_YOUR TASK_
Transcribe every entry exactly, with nothing added or left out.

(Extracted records)
PR #518, opened 2016-02-04
refactor(enum): Uses CtEnumValue for field values.

### LINKED ISSUE #474: Creates CtEnumValue and its access.
The values of enums are listed with the fields, this is completely counterintuitive because an enum value does not have: type, visibility and default expression.

The only solution to differentiate classic fields and enum values is to check that the type is null.

GerardPaligot:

_ANSWER FOR THIS EXERCISE_
PR #518, opened 2016-02-04
refactor(enum): Uses CtEnumValue for field values.

### LINKED ISSUE #474: Creates CtEnumValue and its access.
The values of enums are listed with the fields, this is completely counterintuitive because an enum value does not have: type, visibility and default expression.

The only solution to differentiate classic fields and enum values is to check that the type is null.

GerardPaligot:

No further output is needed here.